Jeszcze we wtorek tył sąsiadującego z administracją osiedla Jagiellońska budynku apteki był względnie czysty. W środę rano sytuacja uległa zmianie. Niestety, jak ku swej dezaprobacie stwierdzili pracownicy SML-W, była to zmiana na gorsze.

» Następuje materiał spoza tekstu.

PR #920, opened 2017-09-29
Add recursive submodule setting for Git repositories

mspaulding06:
This PR requires a change to the `vcs` project PR I have submitted here:
https://github.com/Masterminds/vcs/pull/82/files

This is to include a new option for dependencies called `recursive` which is a boolean setting that determines if using the `--recursive` flag when working with git submodules is used or not.  Here is an example configuration file.

```yaml
package: github.com/my/package
import:
- package: gopkg.in/libgit2/git2go.v26
  recursive: false
```

I have run into a problem specifically with the `git2go` project where one of the tests has a purposefully broken `.gitmodules` file.  When the `--recursive` option is passed as the `vcs` project always does the checkout will fail and there is no way to recover.  Adding the `recursive` option allows telling Git not to deal with recursive submodules.  This is probably helpful in other scenarios as well where you are not interested in cloning recursive submodules.

### DIFF
--- a/cfg/config.go
+++ b/cfg/config.go
@@ -377,6 +377,7 @@ type Dependency struct {
 	Subpackages []string `yaml:"subpackages,omitempty"`
 	Arch        []string `yaml:"arch,omitempty"`
 	Os          []string `yaml:"os,omitempty"`
+	Recursive   bool     `yaml:"recursive,omitempty"`
 }
 
 // A transitive representation of a dependency for importing and exploting to yaml.
@@ -389,6 +390,7 @@ type dep struct {
 	Subpackages []string `yaml:"subpackages,omitempty"`
 	Arch        []string `yaml:"arch,omitempty"`
 	Os          []string `yaml:"os,omitempty"`
+	Recursive   bool     `yaml:"recursive,omitempty"`
 }
 
 // DependencyFromLock converts a Lock to a Dependency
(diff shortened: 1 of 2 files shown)


mattfarina:
@mspaulding06 Have you checked this against https://github.com/golang/dep? Ideally folks will move to that and I want to make sure it's handled there as well.

/cc @sdboyer 

I'll start with the vcs PR and we can go from there.

sdboyer:
thanks for the ping. huh. interesting. yeah, no, that case hadn't occurred to me - what amounts to an intentionally broken git repository. just one more reason to hate submodules!


honestly, my first reaction is that git2go is the one breaking contracts here, and they should refactor their tests (which is the only reason I can immediately think of to have an intentionally broken .gitmodules file, but I'll go verify that assumption) to create that file on demand as part of testing, rather than having it pollute normal behavior.

mattfarina:
@sdboyer I had not considered the broken nature of the context. Great job pointing that out.

For reference libgit2/git2go#407 points out the dep, glide, and go get are all broken for it.

I'd like to see if this can be fixed upstream first. git2go is breaking contracts that are affecting a variety of package managers (and I can imagine other tools). Would be worth trying to fix it there.

mspaulding06:
I agree that this should be fixed upstream, but it still might be worth considering having an option to disable recursive submodules to avoid similar situations in the future.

– Nie da się ukryć, że to niespodzianka. Przyjechaliśmy rano do pracy, a tu ten wielki napis. Inna sprawa, że kompletnie nie mamy pojęcia, co on oznacza. Zeszpecił budynek, i nawet nie wiemy, jaka idea przyświecała autorowi – ironizuje Krzysztof Zieliński, zastępca kierownika administracji osiedla Jagiellońska.Feralny napis może i trudno przeczytać, ale łatwo przewidzieć następny krok administratorów. Tak się bowiem składa, że upstrzony przez grafficiarzy budynek jest spółdzielczą własnością. – Zgłosimy to na policję z wnioskiem o ściganie, bo w tej chwili mamy z tym problem. My to zamalujemy, ale przypuszczam, że niedługo później ktoś znowu zacznie mazać na tym budynku – dodaje Zieliński.
Dotychczas tak właśnie bywało. Z efektami źle pojętej kreatywności młodzieży administracja radzi sobie z reguły w jeden sposób: odnawiając cały fragment zniszczonej elewacji. Problem w tym, że siłą rzeczy tworzy to czystą powierzchnię dla kolejnych bazgrołów. Niedawno zarząd SML-W próbował sięgnąć po inną broń. Niestety, usługi specjalistów od usuwania graffiti okazały się niewypałem. – Zgłosiły się do nas dwie firmy: jedna z Legionowa, druga z Warszawy. Tyle że efekty ich pracy są nieciekawe. Mieliśmy nadzieję, że będą mieć bardziej skuteczne metody. W miejscach, w których próbowano usunąć farbę, nie zeszła ona ze ściany – mówi Krzysztof Zieliński.
W tej sytuacji warto zastanowić się nad udostępnieniem grafficiarzom murów, na których legalnie mogliby dać upust swym sprayowym żądzom. Całego problemu to na pewno nie rozwiąże, ale być może kilku niesfornych „artystów” z ciągotek do malowania bloków uda się jednak wyleczyć. I to bez korzystania z apteki.